Could you reproduce, exactly as written, every line from the one containing "this bug serious" through the last line of the records, and nothing else?
Start of Block
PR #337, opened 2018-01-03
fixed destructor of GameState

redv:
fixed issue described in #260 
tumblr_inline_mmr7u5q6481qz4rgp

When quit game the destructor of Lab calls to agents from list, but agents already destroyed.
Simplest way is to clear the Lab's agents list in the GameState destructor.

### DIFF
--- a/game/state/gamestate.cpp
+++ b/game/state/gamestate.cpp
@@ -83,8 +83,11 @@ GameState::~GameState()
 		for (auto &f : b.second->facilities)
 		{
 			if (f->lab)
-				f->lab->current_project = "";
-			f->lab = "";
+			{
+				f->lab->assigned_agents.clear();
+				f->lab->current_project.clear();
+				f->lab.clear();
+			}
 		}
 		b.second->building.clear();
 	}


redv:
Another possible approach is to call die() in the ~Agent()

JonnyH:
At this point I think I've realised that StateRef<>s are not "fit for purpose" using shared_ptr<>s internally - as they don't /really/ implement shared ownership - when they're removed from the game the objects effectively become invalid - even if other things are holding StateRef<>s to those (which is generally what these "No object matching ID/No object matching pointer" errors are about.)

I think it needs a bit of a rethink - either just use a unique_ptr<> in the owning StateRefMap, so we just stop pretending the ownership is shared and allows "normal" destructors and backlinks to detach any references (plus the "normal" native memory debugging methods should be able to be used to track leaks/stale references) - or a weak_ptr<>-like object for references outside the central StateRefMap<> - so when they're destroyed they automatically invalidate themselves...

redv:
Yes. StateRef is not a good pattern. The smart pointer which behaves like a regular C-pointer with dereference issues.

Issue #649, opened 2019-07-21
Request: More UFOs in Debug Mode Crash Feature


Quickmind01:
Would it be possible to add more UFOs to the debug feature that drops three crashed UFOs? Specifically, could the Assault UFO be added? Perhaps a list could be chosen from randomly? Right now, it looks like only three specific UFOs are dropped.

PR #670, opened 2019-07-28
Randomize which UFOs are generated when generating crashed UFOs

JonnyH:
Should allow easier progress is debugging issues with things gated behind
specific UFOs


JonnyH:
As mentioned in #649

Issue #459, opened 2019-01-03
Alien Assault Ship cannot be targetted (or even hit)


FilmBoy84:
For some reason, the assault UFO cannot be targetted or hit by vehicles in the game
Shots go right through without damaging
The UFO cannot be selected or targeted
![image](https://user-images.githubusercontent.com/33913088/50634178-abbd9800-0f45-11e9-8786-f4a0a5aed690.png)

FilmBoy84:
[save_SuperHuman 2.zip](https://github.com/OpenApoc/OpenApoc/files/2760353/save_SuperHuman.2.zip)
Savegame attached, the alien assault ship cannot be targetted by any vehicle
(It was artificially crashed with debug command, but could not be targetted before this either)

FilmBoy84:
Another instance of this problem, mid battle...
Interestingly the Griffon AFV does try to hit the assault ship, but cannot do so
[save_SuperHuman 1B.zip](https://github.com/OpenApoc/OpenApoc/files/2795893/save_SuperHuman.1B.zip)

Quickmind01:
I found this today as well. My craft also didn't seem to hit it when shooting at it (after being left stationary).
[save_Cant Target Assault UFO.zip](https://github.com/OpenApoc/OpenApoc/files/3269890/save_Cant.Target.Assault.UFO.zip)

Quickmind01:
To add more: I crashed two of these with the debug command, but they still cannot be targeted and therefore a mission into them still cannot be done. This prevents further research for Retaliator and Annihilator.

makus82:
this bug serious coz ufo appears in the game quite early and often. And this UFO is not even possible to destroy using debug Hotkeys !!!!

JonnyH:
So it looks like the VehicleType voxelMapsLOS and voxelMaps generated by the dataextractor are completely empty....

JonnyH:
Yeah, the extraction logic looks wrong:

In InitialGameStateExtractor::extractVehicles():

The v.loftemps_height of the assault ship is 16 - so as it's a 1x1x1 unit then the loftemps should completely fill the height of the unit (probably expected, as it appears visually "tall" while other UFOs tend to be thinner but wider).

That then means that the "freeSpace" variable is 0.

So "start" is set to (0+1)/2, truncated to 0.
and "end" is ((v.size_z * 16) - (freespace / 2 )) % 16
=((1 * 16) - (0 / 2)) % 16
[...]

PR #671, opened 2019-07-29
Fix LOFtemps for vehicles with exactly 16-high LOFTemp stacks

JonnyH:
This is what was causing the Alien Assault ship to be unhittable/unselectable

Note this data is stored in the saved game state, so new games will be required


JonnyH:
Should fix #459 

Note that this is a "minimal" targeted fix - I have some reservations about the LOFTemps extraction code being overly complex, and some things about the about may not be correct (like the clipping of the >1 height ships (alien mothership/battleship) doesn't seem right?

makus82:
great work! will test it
End of Block
» Task result:
this bug serious coz ufo appears in the game quite early and often. And this UFO is not even possible to destroy using debug Hotkeys !!!!

JonnyH:
So it looks like the VehicleType voxelMapsLOS and voxelMaps generated by the dataextractor are completely empty....

JonnyH:
Yeah, the extraction logic looks wrong:

In InitialGameStateExtractor::extractVehicles():

The v.loftemps_height of the assault ship is 16 - so as it's a 1x1x1 unit then the loftemps should completely fill the height of the unit (probably expected, as it appears visually "tall" while other UFOs tend to be thinner but wider).

That then means that the "freeSpace" variable is 0.

So "start" is set to (0+1)/2, truncated to 0.
and "end" is ((v.size_z * 16) - (freespace / 2 )) % 16
=((1 * 16) - (0 / 2)) % 16
[...]

PR #671, opened 2019-07-29
Fix LOFtemps for vehicles with exactly 16-high LOFTemp stacks

JonnyH:
This is what was causing the Alien Assault ship to be unhittable/unselectable

Note this data is stored in the saved game state, so new games will be required


JonnyH:
Should fix #459 

Note that this is a "minimal" targeted fix - I have some reservations about the LOFTemps extraction code being overly complex, and some things about the about may not be correct (like the clipping of the >1 height ships (alien mothership/battleship) doesn't seem right?

makus82:
great work! will test it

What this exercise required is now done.